EXERCISE PROMPT: In your answer, transcribe all of the data exactly.
* * * * * * *
PR #930, opened 2016-07-05
small syntax fixes

datanoise:
Fixed issues reported by @svanharmelen in comments of pull request #917.
 
- do not highlight method receiver if g:go_highlight_types is not set
- fixed highlighting of anonymous functions

### DIFF
--- a/syntax/go.vim
+++ b/syntax/go.vim
@@ -286,19 +286,22 @@ if g:go_highlight_operators != 0
   syn match goOperator /:=\|||\|<-\|++\|--/
   " match ...
   syn match goOperator /\.\.\./
+
+  hi def link     goPointerOperator   Operator
 endif
 hi def link     goOperator          Operator
 
 " Functions;
 if g:go_highlight_functions != 0
   syn match goDeclaration       /\<func\>/ nextgroup=goReceiver,goFunction skipwhite skipnl
-  syn match goReceiver /([^),]\+)/ contained nextgroup=goFunction contains=goReceiverType skipwhite skipnl
-  syn match goReceiverType /\(\s\|*\)\w\+)/hs=s+1,he=e-1 contained
-  syn match goFunction /\w\+/ contained
+  syn match goReceiver          /(\(\w\|[ *]\)\+)/ contained nextgroup=goFunction contains=goReceiverVar skipwhite skipnl
+  syn match goReceiverVar       /\w\+/ nextgroup=goPointerOperator,goReceiverType skipwhite skipnl contained
+  syn match goPointerOperator   /\*/ nextgroup=goReceiverType contained skipwhite skipnl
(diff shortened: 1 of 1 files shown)


svanharmelen:
FYI:

image

fatih:
@datanoise would you mind to check the comment from @svanharmelen?

I’m on travel this weekend, and next week I’ll be in Gophercon. I’m preparing myself for the vim-go session. So the issues are on hold till next weekend. Thanks for all the feedback and fixes!

datanoise:
This two examples are quite different. My changes added highlighting of the method's receiver types. For example, in the following `Status` method

```go
func (reqCtx *requestContext) Status() int {
```

`requestContext` is the type of the receiver.

In this example, we have a plain go function `NewRequest` (not a method) 

```go
func NewRequest(ctx *Options) RequestContext {
```
and `ctx *Options` are parameters to this function. I don't think go syntax ever provided highlighting for function parameters. Something that we should consider adding in the future I guess.

I'm traveling until the next week. If someone can look at this problem and send a PR, it would be nice.

svanharmelen:
@datanoise the go syntax highlighting from before #917 did highlight this properly, so IMHO it's "bug" introduced in #917 

I reverted `vim-go` to a commit before #917 for the time being, guess my eyes are overly sensitive to changes :wink:

datanoise:
@svanharmelen maybe I misunderstand the bug report. Which part is highlighted properly before #917?

Are we talking about Option type in 

```go
func NewRequest(ctx *Options) RequestContext {
```

svanharmelen:
Yes, have a look at how it highlights the pointer sign before #917:

image

datanoise:
I'm maybe missing something, but in this particular case the pointer sign is highlighted properly even without this pull request or #917 (assuming you have `let g:go_highlight_operators = 1`). The syntax name of the pointer sign is detected as `goOperator`. My patches should not touch the syntax of function parameters.

svanharmelen:
Hmm... I guess I am the one missing something 😞  I forwarded this from the slack channel, without verifying it myself... I'll point your conclusions out to the guy posting this. If he want to follow up or explain it in more detail himself he should. Otherwise I guess I have to apologize myself for causing this noise....

magicalbanana:
Wait, so it shouldn't be highlighted?

svanharmelen:
It should... And it does (at least with this patch) in both cases (receiver and func param).

magicalbanana:
Still nothing, perhaps it's because of the colorscheme I use [gruvbox](https://github.com/morhetz/gruvbox)

datanoise:
gruvbix doesn't highlight Operator syntax. Try something like :hi! link Operator String

nhooyr:
@fatih please merge this!

fatih:
Thanks @datanoise 👍

Issue #199, opened 2014-10-12
GoRename doesn't work for file not opened from current directory


tbeati:
If i do :
$ vi main/main.go
and try to use GoRename i get an error : vim-go: Error: no such file: main.go.

If i do :
$vi main.go
directly from the directory it works fine.

PR #933, opened 2016-07-12
implement :GoSameIds

bhcleek:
* * * * * * *
RESPONSE:
PR #930, opened 2016-07-05
small syntax fixes

datanoise:
Fixed issues reported by @svanharmelen in comments of pull request #917.
 
- do not highlight method receiver if g:go_highlight_types is not set
- fixed highlighting of anonymous functions

### DIFF
--- a/syntax/go.vim
+++ b/syntax/go.vim
@@ -286,19 +286,22 @@ if g:go_highlight_operators != 0
   syn match goOperator /:=\|||\|<-\|++\|--/
   " match ...
   syn match goOperator /\.\.\./
+
+  hi def link     goPointerOperator   Operator
 endif
 hi def link     goOperator          Operator
 
 " Functions;
 if g:go_highlight_functions != 0
   syn match goDeclaration       /\<func\>/ nextgroup=goReceiver,goFunction skipwhite skipnl
-  syn match goReceiver /([^),]\+)/ contained nextgroup=goFunction contains=goReceiverType skipwhite skipnl
-  syn match goReceiverType /\(\s\|*\)\w\+)/hs=s+1,he=e-1 contained
-  syn match goFunction /\w\+/ contained
+  syn match goReceiver          /(\(\w\|[ *]\)\+)/ contained nextgroup=goFunction contains=goReceiverVar skipwhite skipnl
+  syn match goReceiverVar       /\w\+/ nextgroup=goPointerOperator,goReceiverType skipwhite skipnl contained
+  syn match goPointerOperator   /\*/ nextgroup=goReceiverType contained skipwhite skipnl
(diff shortened: 1 of 1 files shown)


svanharmelen:
FYI:

image

fatih:
@datanoise would you mind to check the comment from @svanharmelen?

I’m on travel this weekend, and next week I’ll be in Gophercon. I’m preparing myself for the vim-go session. So the issues are on hold till next weekend. Thanks for all the feedback and fixes!

datanoise:
This two examples are quite different. My changes added highlighting of the method's receiver types. For example, in the following `Status` method

```go
func (reqCtx *requestContext) Status() int {
```

`requestContext` is the type of the receiver.

In this example, we have a plain go function `NewRequest` (not a method) 

```go
func NewRequest(ctx *Options) RequestContext {
```
and `ctx *Options` are parameters to this function. I don't think go syntax ever provided highlighting for function parameters. Something that we should consider adding in the future I guess.

I'm traveling until the next week. If someone can look at this problem and send a PR, it would be nice.

svanharmelen:
@datanoise the go syntax highlighting from before #917 did highlight this properly, so IMHO it's "bug" introduced in #917 

I reverted `vim-go` to a commit before #917 for the time being, guess my eyes are overly sensitive to changes :wink:

datanoise:
@svanharmelen maybe I misunderstand the bug report. Which part is highlighted properly before #917?

Are we talking about Option type in 

```go
func NewRequest(ctx *Options) RequestContext {
```

svanharmelen:
Yes, have a look at how it highlights the pointer sign before #917:

image

datanoise:
I'm maybe missing something, but in this particular case the pointer sign is highlighted properly even without this pull request or #917 (assuming you have `let g:go_highlight_operators = 1`). The syntax name of the pointer sign is detected as `goOperator`. My patches should not touch the syntax of function parameters.

svanharmelen:
Hmm... I guess I am the one missing something 😞  I forwarded this from the slack channel, without verifying it myself... I'll point your conclusions out to the guy posting this. If he want to follow up or explain it in more detail himself he should. Otherwise I guess I have to apologize myself for causing this noise....

magicalbanana:
Wait, so it shouldn't be highlighted?

svanharmelen:
It should... And it does (at least with this patch) in both cases (receiver and func param).

magicalbanana:
Still nothing, perhaps it's because of the colorscheme I use [gruvbox](https://github.com/morhetz/gruvbox)

datanoise:
gruvbix doesn't highlight Operator syntax. Try something like :hi! link Operator String

nhooyr:
@fatih please merge this!

fatih:
Thanks @datanoise 👍

Issue #199, opened 2014-10-12
GoRename doesn't work for file not opened from current directory


tbeati:
If i do :
$ vi main/main.go
and try to use GoRename i get an error : vim-go: Error: no such file: main.go.

If i do :
$vi main.go
directly from the directory it works fine.

PR #933, opened 2016-07-12
implement :GoSameIds

bhcleek:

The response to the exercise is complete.